#### Task
From the entries that follow, pick out all lines holding "ViewStringForMatrixObj".

══ Listed records

PR #5163, opened 2022-10-21
Add generic DisplayString function

### LINKED ISSUE #5144: MatrixObj: add generic ViewObj/PrintObj/Display/ViewString/PrintString/DisplayString/String methods for MatrixObj
We want them anyway, because they are not part of the mandatory interface. And this way we could implement some nice extra features available to all MatrixObj, in a consistent way.

Some thoughts:

- `Print` is meant to output code which can be read in back; I am not sure whether we can do that in general, but if we want to try it, it could start with something like `NewMatrix(FILTER, BASEDOMAIN, MAT)` where `MAT` is the result of `Unpack` for the original matrix
- `ViewObj` and/or `Display` could replace zeros by `.` and generally produce something more for humans, e.g.
```
gap> some_matobj;
A 2x3 matrix over GF(5):
. 1 3
3 . 2
```

danielrademacher:
Fixes #5144

## Text for release notes

none

### DIFF
--- a/lib/matobj.gi
+++ b/lib/matobj.gi
@@ -1419,8 +1419,32 @@ InstallMethod( ViewString,
     ViewStringForMatrixObj );
 
 InstallMethod( DisplayString,
-    [ IsMatrixOrMatrixObj ],
-    ViewStringForMatrixObj );
+[ IsMatrixOrMatrixObj ],
+function(M)
+local i,j,m,numberCols,numberRows,baseDom,zeroEle,outputstring;
+    numberRows := NrRows(M);
+    numberCols := NrCols(M);
+    baseDom := BaseDomain(M);
+    zeroEle := Zero(baseDom);
+    outputstring := "<";
+    if not IsMutable(M) then Append(outputstring, "immutable "); fi;
+    outputstring := Concatenation(outputstring,String(numberRows),"x",String(numberCols),"-matrix over ",String(baseDom),":\n");
+    Append(outputstring,"[");
+    for i in [1..numberRows] do
+        for j in [1..numberCols] do
+            if j = 1 then
+                Append(outputstring,"[");
+            else
+                Append(outputstring," ");
+            fi;
+            Append(outputstring,String(M[i,j]));
+            od;
+        Append(outputstring,"]\n");
+    od;
+    Append(outputstring,"]");
+    Append(outputstring, ">\n");
+    return outputstring;
+end);
 
 InstallMethod( String,
     [ IsMatrixObj ],


fingolfin:
You write that this "fixes" (should perhaps be: "resolves" ?) issue #5144, but as far as I can tell, it only addresses part of it?

lib/matobj.gi
```diff
@@ -1419,8 +1419,32 @@ InstallMethod( ViewString,
...
+[ IsMatrixOrMatrixObj ],
+function(M)
+local i,j,m,numberCols,numberRows,baseDom,zeroEle,outputstring;
+    numberRows := NrRows(M);
+    numberCols := NrCols(M);
+    baseDom := BaseDomain(M);
+    zeroEle := Zero(baseDom);
+    outputstring := "<";
+    if not IsMutable(M) then Append(outputstring, "immutable "); fi;
+    outputstring := Concatenation(outputstring,String(numberRows),"x",String(numberCols),"-matrix over ",String(baseDom),":\n");
```
fingolfin, line 1431: Perhaps this should use `Append`?

lib/matobj.gi
```diff
@@ -1419,8 +1419,32 @@ InstallMethod( ViewString,
...
+    Append(outputstring,"[");
```
fingolfin, line 1432: This causes the first line to be indented differently. I would either add a corresponding whitespace before each other line; or just make the `[` belong the end of the previous line (probably nicer). So instead of
```
<a 2x2 matrix over Rationals
[[1 2 ]
[3 4 ]
]>
```
print
```
<a 2x2 matrix over Rationals [
[ 1 2 ]
[3  4 ]
]>
```

The `ViewString` could be similar but perhaps without the entries being shown? I.e.
```
```

lib/matobj.gi
```diff
@@ -1419,8 +1419,32 @@ InstallMethod( ViewString,
...
+                Append(outputstring,"[");
+            else
+                Append(outputstring," ");
+            fi;
+            Append(outputstring,String(M[i,j]));
+            od;
+        Append(outputstring,"]\n");
+    od;
+    Append(outputstring,"]");
+    Append(outputstring, ">\n");
```
fingolfin, line 1445:
```suggestion
    Append(outputstring,"]>\n");
```

danielrademacher:
How should we deal with numbers of different length, i.e.
'''
gap> m:=NewMatrix(IsPlistMatrixRep,Rationals,2,[-1,-2,0,-4]);;
gap> Print(DisplayString(m));
<a mutable 2x2-matrix over Rationals [
[-1 -2]
[0 -4]
]>
'''

lib/matobj.gi
```diff
@@ -1419,8 +1419,32 @@ InstallMethod( ViewString,
...
+    return outputstring;
```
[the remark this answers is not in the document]
danielrademacher: Will be done. Which file would you prefer?

ChrisJefferson:
While I realise this would require significantly changing how your code is structured, one way to fix the "numbers of different length" would be to first make a 2d array of strings representing what you are going to print, then finding the maximum length of a string in that 2d array, and finally printing. Nicely formatting is going to require going over the matrix twice whatever you do (first time to get length, second time to output).

fingolfin:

════

#### Solution
     ViewStringForMatrixObj );
-    ViewStringForMatrixObj );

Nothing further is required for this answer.